Best Yoga Poses to Control Blood Pressure/Hypertension
The fast pacing times, highly exhaustive routines and working under constant pressure can make you ill. Sometimes, even give you problems like Blood pressure/hypertension. These problems are associated not only with the physical condition but also the mental state of human beings.
Blood pressure is the pressure exerted by the blood in the walls of the heart. This may result in serious health issues including lack of strength and stamina and may lead to critical illnesses like Heart attacks and cardiac arrest. An effective way to control hypertension is yoga. Here are some of the best yoga poses to control blood pressure/hypertension.
Sukhasana (Easy Pose)
In this asana of yoga to control hypertension, you have to sit on the floor, preferably on a thick blanket or spread with your legs firmly crossed and your back perpendicular to the ground. The knees should be widened as long as possible and the crossed legs should appear like a triangle. The hands should be straight and palms rested on the knees. This asana helps to relax the muscles and also your mind.
Virasana (Hero Pose)
In this asana, you have to rest your buttocks on the floor, legs backward with the inner sides of your knees touching together and the thighs in 90 degrees with the floor. Make sure your torso is slightly leaned towards the front. It acts like a soothing balm for tired legs. This pose helps to lowers your blood pressure, works well for asthma and reduces swelling of the legs during asthma.
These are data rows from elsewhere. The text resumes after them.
PR #132, opened 2023-03-22
[otbn/capture] Add fvsr key test for ECC256 keygen

vrozic:
This commit adds the option to capture datasets for fixed vs random key TVLA analysis for ECC256 keygen algorithm on OTBN. This option is hidden behing the test_type parameter. Currently this option is only enabled for normal capture mode in capture_otbn_vertical() function.

### DIFF
--- a/cw/capture.py
+++ b/cw/capture.py
@@ -1167,7 +1167,7 @@ def capture_otbn_vertical(ot, ktp, fw_bin, pll_frequency, capture_cfg, device_cf
     # Initialize some curve-dependent parameters.
     if capture_cfg["curve"] == 'p256':
         curve_order_n = 0xffffffff00000000ffffffffffffffffbce6faada7179e84f3b9cac2fc632551
-        # key_bytes = 256 // 8
+        key_bytes = 256 // 8
         seed_bytes = 320 // 8
     else:
         # TODO: add support for P384
@@ -1182,12 +1182,36 @@ def capture_otbn_vertical(ot, ktp, fw_bin, pll_frequency, capture_cfg, device_cf
         raise ValueError(f'Unexpected mask length: {ktp.textLen()}.\n'
                          f'Hint: set plaintext len={seed_bytes} in the configuration file.')
 
-    # Seed the RNG and generate a random fixed seed for all traces of the
-    # keygen operation.
-    seed_fixed = ktp.next_key()
-    print(f'fixed seed = {seed_fixed.hex()}')
-    if len(seed_fixed) != seed_bytes:
-        raise ValueError(f'Fixed seed length is {len(seed_fixed)}, expected {seed_bytes}')
+    # Generate fixed constants for all traces of the keygen operation.
+
+    if capture_cfg["test_type"] == 'KEY':
+        # In fixed-vs-random KEY mode we use two fixed constants:
+        #    1. C - a 320 bit constant redundancy
+        #    2. fixed_number - a 256 bit number used to derive the fixed key
+        #                      for the fixed set of measurements. Note that in
+        #                      this set, the fixed key is equal to
+        #                      (C + fixed_number) mod curve_order_n
+        C = ktp.next_key()
+        if len(C) != seed_bytes:
+            raise ValueError(f'Fixed seed length is {len(C)}, expected {seed_bytes}')
+        ktp.key_len = key_bytes
+        fixed_number = ktp.next_key()
+        if len(fixed_number) != key_bytes:
+            raise ValueError(f'Fixed key length is {len(fixed_number)}, expected {key_bytes}')
+        ktp.key_len = seed_bytes
+
+        seed_fixed_int = int.from_bytes(C, byteorder='little') + \
+            int.from_bytes(fixed_number, byteorder='little')
+        seed_fixed = seed_fixed_int.to_bytes(seed_bytes, byteorder='little')
+    else:
+        # In fixed-vs-random SEED mode we use only one fixed constant:
+        #    1. seed_fixed - A 320 bit constant used to derive the fixed key
+        #                    for the fixed set of measurements. Note that in
+        #                    this set, the fixed key is equal to:
+        #                    seed_fixed mod curve_order_n
+        seed_fixed = ktp.next_key()
+        if len(seed_fixed) != seed_bytes:
+            raise ValueError(f'Fixed seed length is {len(seed_fixed)}, expected {seed_bytes}')
 
     # Expected key is `seed mod n`, where n is the order of the curve and
     # `seed` is interpreted as little-endian.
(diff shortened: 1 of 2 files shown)


m-temp (changes requested):

cw/capture.py
```diff
@@ -1144,10 +1144,23 @@ def capture_otbn_vertical(ot, ktp, fw_bin, pll_frequency, capture_cfg, device_cf
...
+    if capture_cfg["test_type"] == 'KEY':
+        ktp.key_len = key_bytes
+        key_fixed = ktp.next_key()
+        if len(key_fixed) != key_bytes:
+            raise ValueError(f'Fixed seed length is {len(key_fixed)}, expected {key_bytes}')
+        ktp.key_len = seed_bytes
+
+        intseed = int.from_bytes(C, byteorder='little') + \
+            int.from_bytes(key_fixed, byteorder='little')
+        seed_fixed = intseed.to_bytes(seed_bytes, byteorder='little')
```
wettermo, line 1161: What about the XOR with a random seed1?
And shouldn't this be repeated for every trace with a random seed1?

cw/capture.py
```diff
@@ -1180,6 +1193,15 @@ def capture_otbn_vertical(ot, ktp, fw_bin, pll_frequency, capture_cfg, device_cf
...
             seed_used = seed_fixed
             expected_key = expected_fixed_key
+        elif capture_cfg["test_type"] == 'KEY':
+            # Use a random key with fixed redundancy.
+            ktp.key_len = key_bytes
+            random_key = ktp.next_key()
+            ktp.key_len = seed_bytes
+            intrandom = int.from_bytes(C, byteorder='little') + \
+                int.from_bytes(random_key, byteorder='little')
+            seed_used = intrandom.to_bytes(seed_bytes, byteorder='little')
```
wettermo, line 1203: Similar to above, what about XOR with seed1?
Also, the mask (seed2) is still generated independently from the key. Wasn't the initial idea to calculate seed2 (the mask) in dependency of the fixed/random key and a random seed1, so that we can see leakage of the key and not the seed?

cw/capture.py
vrozic: The xoring is done by ibex in fuction `p256_ecdsa_gen_secret_key`. In the current binary, ibex receives `seed` and `mask`, and then computes `share0 = seed xor mask` and `share1 = mask`.

wettermo: Yes correct, but I thought we want to pre-calculate the mask (seed2) value from the fixed key and a random (for each trace) seed1, and then pass seed1 and seed2 (mask) to the otbn keygen. (similar thought as in the comment below)

cw/capture.py
vrozic: Thanks @wettermo for looking into this.
It is probably confusing that the terminology in the discussion document is not consistent with the variable names. In this code I was trying to be consistent with the variable names that we already use, rather than changing everything to fit the discussion document. Here is how the two terminologies relate (bold font for **discussion document**):
C                   **C**
key_fixed      **fixed_key**
random_key  **random_key**
intseed          **C + fixed_key**
intrandom      **C + random key**
seed_used    **C + random_key** or **C + fixed_key**
mask             **seed1**
computed by ibex **seed2**

I believe that it's functionally correct, but please double check.
I could probably change some variable names to make the code more intuitive.

wettermo: Thanks for pointing this out, probably makes it easier to understand.
But I am still uncertain if this is how we/you intended this. Because seed2 = mask is not computed by Ibex. Ibex just hands over this value to the OTBN as second share. This means that this value is still independent of the fixed/random key.

cw/capture.py
m-temp: hmmm to be honest, I don't have a strong opinion on where to calculate things, but in either case this should be documented in both (python and c) source files.

cw/capture.py
m-temp: We should streamline things here and link the discussion document to the PR and/or even to the commit.
If there is already confusion in the PR, things might get worse later on, when we eventually have a second look on the code.

wettermo: Thanks for pointing this out, might clear up things a bit. 
But still, I thought the mask (and share2) is equal to seed2, while seed1 is equal to the share1 (the seed).

vrozic: Sorry, I was referring to the binary generated from [OT #17502](https://github.com/lowRISC/opentitan/pull/17502) which hasn't yet been merged. Currently the XOR on ibex is happening in function `p256_run_keygen()`

wettermo:
@vrozic and I just had a discussion about my comments. The main reason why there have been ambiguities was that I mixed up seed and mask in the Google-Docs Discussion file, due to inconsistent seed/mask naming.
So this PR is functionally correct!

abdullahvarici (commented):
Thanks @vrozic! I left some comments. Some changes may be done to increase the readability of the code. I also tested it on hardware and had similar results like you had. No leakage with 20k non-batch traces using fvsr-key test.

cw/capture.py
```diff
@@ -1144,10 +1144,23 @@ def capture_otbn_vertical(ot, ktp, fw_bin, pll_frequency, capture_cfg, device_cf
 
     # Seed the RNG and generate a random fixed seed for all traces of the
     # keygen operation.
-    seed_fixed = ktp.next_key()
-    print(f'fixed seed = {seed_fixed.hex()}')
-    if len(seed_fixed) != seed_bytes:
-        raise ValueError(f'Fixed seed length is {len(seed_fixed)}, expected {seed_bytes}')
+
+    C = ktp.next_key()
```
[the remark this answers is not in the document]
vrozic: I've now added a comment to describe this.

cw/capture.py
```diff
@@ -1144,10 +1144,23 @@ def capture_otbn_vertical(ot, ktp, fw_bin, pll_frequency, capture_cfg, device_cf
...
+    if len(C) != seed_bytes:
+        raise ValueError(f'Fixed seed length is {len(C)}, expected {seed_bytes}')
+
+    if capture_cfg["test_type"] == 'KEY':
+        ktp.key_len = key_bytes
+        key_fixed = ktp.next_key()
+        if len(key_fixed) != key_bytes:
+            raise ValueError(f'Fixed seed length is {len(key_fixed)}, expected {key_bytes}')
```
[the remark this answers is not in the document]
vrozic: Fixed

cw/capture.py
vrozic: I've now added a comment to explain what's happening on ibex

cw/capture.py
```diff
@@ -1180,6 +1193,15 @@ def capture_otbn_vertical(ot, ktp, fw_bin, pll_frequency, capture_cfg, device_cf
             # Use the fixed seed.
             seed_used = seed_fixed
             expected_key = expected_fixed_key
+        elif capture_cfg["test_type"] == 'KEY':
```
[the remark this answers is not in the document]
vrozic: Good idea. This is indeed a better way to organise code. I've changed it now.

cw/capture.py
```diff
@@ -1180,6 +1193,15 @@ def capture_otbn_vertical(ot, ktp, fw_bin, pll_frequency, capture_cfg, device_cf
...
+            # Use a random key with fixed redundancy.
+            ktp.key_len = key_bytes
+            random_key = ktp.next_key()
+            ktp.key_len = seed_bytes
+            intrandom = int.from_bytes(C, byteorder='little') + \
```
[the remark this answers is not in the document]
vrozic: Indeed, I've changed it now

cw/capture.py
```diff
@@ -1144,10 +1144,23 @@ def capture_otbn_vertical(ot, ktp, fw_bin, pll_frequency, capture_cfg, device_cf
...
+        raise ValueError(f'Fixed seed length is {len(C)}, expected {seed_bytes}')
+
+    if capture_cfg["test_type"] == 'KEY':
+        ktp.key_len = key_bytes
+        key_fixed = ktp.next_key()
+        if len(key_fixed) != key_bytes:
+            raise ValueError(f'Fixed seed length is {len(key_fixed)}, expected {key_bytes}')
+        ktp.key_len = seed_bytes
+
+        intseed = int.from_bytes(C, byteorder='little') + \
```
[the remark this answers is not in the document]
vrozic: Agreed. It's changed now

cw/capture.py
```diff
@@ -1180,6 +1193,15 @@ def capture_otbn_vertical(ot, ktp, fw_bin, pll_frequency, capture_cfg, device_cf
...
             expected_key = expected_fixed_key
+        elif capture_cfg["test_type"] == 'KEY':
+            # Use a random key with fixed redundancy.
+            ktp.key_len = key_bytes
+            random_key = ktp.next_key()
+            ktp.key_len = seed_bytes
+            intrandom = int.from_bytes(C, byteorder='little') + \
+                int.from_bytes(random_key, byteorder='little')
+            seed_used = intrandom.to_bytes(seed_bytes, byteorder='little')
+            expected_key = int.from_bytes(seed_used, byteorder='little') % curve_order_n
```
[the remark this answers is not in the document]
vrozic: The actual key used is (random_number + C) mod curve_order.
I've changed `random_key` to `random_number` to avoid confusion

abdullahvarici (approved):
Thanks @vrozic! LGTM. I didn't try it on hardware assuming you already tried with both fvsr-key and fvsr-seed tests.

m-temp (approved):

Padangusthasna (Big Toe Pose)
In this asana, you have to stand erect, gently bend your body towards your toes at a perpendicular angle and hold your toes with your hands. This might be difficult in the initial days as your knees won’t stay upright and will bend. But after a brief practice, this pose can be attained. This pose will relax your body muscles and is an effective yoga to control hypertension.
Pavanamuktasana (Wind Relieving Pose)
In this pose, you have to lie down on your back, in a supine position and take slow and calm breathes. Once the breathing is paced, gently lift your legs at a 90 degree angle from the ground. Bend the knees and legs and rest them on your abdomen and firmly gasp them with your hands. After this position is stable, rest your chin on the curve of the knees. This pose will put a pressure on your digestive system and gases can be released. Pawan = gas; mukta = free hence the name.
Ardha Matsyendrasana (Half Spinal Twist)
In this pose, you have to sit erect on the ground with your legs in front of your body. Gently slide your left leg under your right leg by bending the knee. And then bend your right knee and step your right leg over the bended leg and make it stand. Inhale and place your left hand folded in elbow on the right knee which is pointing towards the sky. Place the right hand on the backside of the body, on the ground. Exhale and turn your head in both the directions – front and back, one by one. This will give a twist to your spine helping it to relax all its muscles.